Select rows with jsonb column that have different values in one jsonb attribute and matching values in another jsonb attribute

I have a table notifications which contain a payload column of type jsonb with a gin index on this column. The talbe currently contains 2,742,691 rows

The table looks something like this:

id	payload	created_at
1	{"customer": {"email": "[email protected]", "externalId": 111 }	2022-06-21
2	{"customer": {"email": "[email protected]", "externalId": 222 }	2022-06-20
3	{"customer": {"email": "[email protected]", "externalId": 333 }	2022-06-20
4	{"customer": {"email": "[email protected]", "externalId": 444 }	2022-04-14
5	{"customer": {"email": "[email protected]", "externalId": 555 }	2022-04-12
6	{"customer": {"email": "[email protected]", "externalId": 666 }	2022-06-10
7	{"customer": {"email": "[email protected]", "externalId": 666 }	2022-06-11

I am trying to query a list of email addresses that match the following condition:

multiple rows for the same email address exist
one of those rows does have a different externalId than one of the previous ones
created_at is within the last month

For the example table contents, this should only return [email protected] because

[email protected] only appears once
[email protected] doesnt have a row that was created within the last month
[email protected] has multiple rows but all of them have the same externalId

What I was trying is using a LEFT JOIN LATERAL like this:

select
  n.payload -> 'customer' -> 'email'
from
  notifications n
  left join lateral (
    select
      n2.payload -> 'customer' ->> 'externalId' tid
    from
      notifications n2
    where
      n2.payload @> jsonb_build_object(
        'customer',
        jsonb_build_object('email', n.payload -> 'customer' -> 'email')
      )
      and not (n2.payload @> jsonb_build_object(
        'customer',
        jsonb_build_object('externalId', n.payload -> 'customer' -> 'externalId')
      ))
      and n2.created_at > NOW() - INTERVAL '1 month' 
    limit
      1
  ) sub on true
where
  n.created_at > NOW() - INTERVAL '1 month'
  and sub.tid is not null;

however, this is taking ages to run. The Query plan for this looks like https://explain.depesz.com/s/mriB

QUERY PLAN
Nested Loop  (cost=0.17..53386349.38 rows=259398 width=32)
  ->  Index Scan using index_notifications_created_at on notifications n  (cost=0.09..51931.08 rows=259398 width=514)
        Index Cond: (created_at > (now() - '1 mon'::interval))
  ->  Subquery Scan on sub  (cost=0.09..205.60 rows=1 width=0)
        Filter: (sub.tid IS NOT NULL)
        ->  Limit  (cost=0.09..205.60 rows=1 width=32)
              ->  Index Scan using index_notifications_created_at on notifications n2  (cost=0.09..53228.33 rows=259 width=32)
                    Index Cond: (created_at > (now() - '1 mon'::interval))
                    Filter: ((payload @> jsonb_build_object('customer', jsonb_build_object('email', ((n.payload -> 'customer'::text) -> 'email'::text)))) AND (NOT (payload @> jsonb_build_object('customer', jsonb_build_object('externalId', ((n.payload -> 'customer'::text) -> 'externalId'::text))))))
JIT:
  Functions: 13
  Options: Inlining true, Optimization true, Expressions true, Deforming true

Any pointers what I'm doing wrong here / how to optimize this?

Solution

PostgreSQL's planner has no real insight into the internals of the JSON values, so it doesn't know how many rows from n2 are expected to have the same email as some row from n does. For that matter, it doesn't even know that that is the question being considered, as it doesn't understand how @> interacts with the inner workings of jsonb_build_object. So it just uses some very generic row estimates for the planning, and probably overestimates the number of rows substantially.
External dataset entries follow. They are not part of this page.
PR #52, opened 2020-03-04
Initial version

JLXIA:
Add mTLS support for upstream connection


src/go/configmanager/flags/flags.go
```diff
@@ -53,8 +53,9 @@ var (
 	ListenerPort = flag.Int("listener_port", 8080, "listener port")
 	Healthz      = flag.String("healthz", "", "path for health check of ESPv2 proxy itself")
 
-	SslServerPath = flag.String("ssl_server_path", "", "Path to the certificate and key that ESPv2 uses to act as a HTTPS server")
-	RootCertsPath = flag.String("root_certs_path", util.DefaultRootCAPaths, "Path to the root certificates to make TSL connection.")
+	SslServerPath  = flag.String("ssl_server_path", "", "Path to the certificate and key that ESPv2 uses to act as a HTTPS server")
+	SslBackendPath = flag.String("ssl_backend_path", "", "Path to the certificate and key that ESPv2 uses to enable TLS mutual authentication for HTTPS backend")
+	RootCertsPath  = flag.String("root_certs_path", util.DefaultRootCAPaths, "Path to the root certificates to make TSL connection.")
```
nareddyt: TLS not TSL

docker/generic/start_proxy.py
```diff
@@ -160,6 +160,11 @@ def make_argparser():
     HTTP/2 secure connections on listener_port. Requires the certificate and
     key files "server.crt" and "server.key" within this path.''')
 
+    parser.add_argument('--ssl_backend_path', default=None, help='''
```
qiwzhang: should we call "ssl_client_path" since the other one is called "ssl_server_path"?

qiwzhang: well, then we need another flag to ssl_backend_mtls to indicate backend need mutual tls, not service config. 
OK,  it really mean ssl_client_cert path for backend.

src/go/util/transport_socket.go
```diff
@@ -25,17 +25,17 @@ import (
 )
 
 const (
-	defaultServerSslFilename = "server"
+	defaultServerSslFilename  = "server"
+	defaultBackendSslFilename = "backend"
```
qiwzhang: call it "client"?

src/go/configmanager/flags/flags.go
JLXIA: Done

docker/generic/start_proxy.py
JLXIA: Changed to ssl_client_cert_path.

src/go/util/transport_socket.go
JLXIA: Done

Your best bet is probably to pull the email and externalId out of the JSONB and put them into real columns. This will make it easier both to make better plans available, and make better info available so that the planner can choose those better plans.

The better plan would be to use a composite index on (email, created_at) so it can jump directly to the part of the index that satisfies both the email equality condition and the created_at inequality simultaneously.

If you can't refactor the data, then you could at least use an multi-column expressional index to get much of the benefit, for example on notifications ((payload -> 'customer' ->> 'email'), created_at) Then you would need to rewrite the first @> condition in your query to look like:

n2.payload->'customer'->>'email' = n.payload -> 'customer' ->> 'email'

You could also include the externalId expression as the 3rd column in the index, in which case the other @> condition would need to be rewritten in an analogous way.

After building an expressional index, you should immediately manually ANALYZE the table, otherwise the planner won't have the expression statistics it might need to make the best choice.